Preliminares El caballo fue clave durante la conquista española en América: permitía desplazamientos veloces, no era costoso de mantener, se adecuaba muy bien a los diversos climas, además de ser un compañero infatigable en las diversas batallas que se libraron contra los indígenas. El soldado español, al conformarse militarmente en caballerías, cubría los terrenos enemigos con mayor velocidad, permitiendo la retirada y el contrataque frente a las infanterías indígenas —que no utilizaban ninguna clase de montura—, armadas principalmente con lanzas, boleadoras y flechas. Hay datos notables respecto a esto último: en el libro La florida del Inca (1605), escrito por el poeta hispano-peruano Inca Garcilaso de la Vega (1539-1616), se narra la expedición de Hernando de Soto en América del Norte, en zonas que comprendían los actuales Estados Unidos, México, Cuba y Bahamas. En esta crónica se nos habla del temor inicial que sintieron los nativos al ver al caballo: 


 Salieron a un campo raso donde los indios, de temor de los caballos, no osaron ofender a los españoles, ni aun esperarles […]. Caminaron con menos pesadumbre por los llanos donde no había malezas, porque los indios, doquier no las había, se apartaban de los cristianos de miedo de los caballos.

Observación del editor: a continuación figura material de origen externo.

PR #3537, opened 2020-01-30
Add unique IDs to events

### LINKED ISSUE #3125: Event IDs for tracing events through Sensu
- Add mechanism to create a unique ID [UUID] for a given event
- Update Backend and Agents Events' APIs to create a unique event ID on event submission
- Log event field name: event_uuid
- Go through the whole system and update event logging to reference that event ID for context (this will allow us to 'thread the needle' for a particular event)

echlebek:
## What is this change?

This CL adds event IDs to Sensu. The IDs are UUIDs, and are logged at various points throughout the event lifecycle. Support has also been added to sensuctl event list, and sensuctl event info.

Closes #3125

Yes

Protobuf compiler library is now v3, marshal/unmarshal logic is slightly different. Wire format is unaffected.

Docs changes required, we need to add the event_id field to the API docs and reference. cc @hillaryfraley 

Manual testing by watching loging, viewing output of sensuctl.

## Is this change a patch?

No

### DIFF
--- a/cli/commands/event/list.go
+++ b/cli/commands/event/list.go
@@ -129,6 +129,16 @@ func printToTable(results interface{}, writer io.Writer) {
 				return time.String()
 			},
 		},
+		{
+			Title: "ID",
+			CellTransformer: func(data interface{}) string {
+				event, ok := data.(corev2.Event)
+				if !ok {
+					return cli.TypeError
+				}
+				return event.GetUUID().String()
+			},
+		},
 	})
 
 	table.Render(writer, results)
--- a/cli/commands/event/list.go
+++ b/cli/commands/event/list.go
@@ -7,6 +7,7 @@ import (
 	"strconv"
 	"time"
 
+	"github.com/google/uuid"
 	corev2 "github.com/sensu/sensu-go/api/core/v2"
 	"github.com/sensu/sensu-go/cli"
 	"github.com/sensu/sensu-go/cli/client"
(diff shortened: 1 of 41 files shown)


echlebek:
@palourde, I'll add logging context in the areas you mentioned.

@nikkixdev, I'm personally content with the current method of displaying zeroed UUIDs, but I'm open to other ideas if you have some. It's pretty transitory, so I don't see it as being a big deal either way.

nikkixdev:
@echlebek I don't think the zeroed UUIDs is a bad approach, just a little clunky since it's being omitted from the JSON/YAML configs when empty. `n/a` or `00000000-0000-0000-0000-000000000000` or even an empty string would be sufficient in tabular format. Regardless of the decision, we should make sure to document that behavior in the event reference so users don't think their event is broken (just that it hasn't run since the upgrade).

echlebek:
@nikkixdev you raise a good point about it being omitted from JSON/YAML. Let's omit if zeroed from the tabular display as well, which would make the display more coherent between methods.

cli/commands/event/list.go
```diff
@@ -129,6 +130,20 @@ func printToTable(results interface{}, writer io.Writer) {
...
+			CellTransformer: func(data interface{}) string {
+				event, ok := data.(corev2.Event)
+				if !ok {
+					return cli.TypeError
+				}
+				if id := event.GetUUID(); id == uuid.Nil {
+					return ""
+				} else {
+					return id.String()
+				}
```
nikkixdev: 😄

No obstante, los indígenas una vez que comprendieron al animal, dirigieron sus ataques al caballo y no al soldado, descubriendo el punto débil de estas tropas: no había que combatirlos en zonas abiertas, donde el caballo pudiese moverse a sus anchas; así comenzaron las emboscadas, refugiándose en espacios cerrados como bosques y ciénagas, terrenos poco propicios para el avance de los jinetes. El mismo poeta cronista resalta la cercanía entre los caballos con los soldados españoles, a grado tal que la muerte del animal era llorada y sentida con mucho pesar, como si hubiesen perdido a un compañero de armas, y que en el fondo sí lo era, pues el noble animal no era visto como mera herramienta, sino como uno de los atributos del buen Dios, probablemente como un resabio griego, pues los antiguos creían que el caballo era obra de Poseidón, un regalo del dios del mar. 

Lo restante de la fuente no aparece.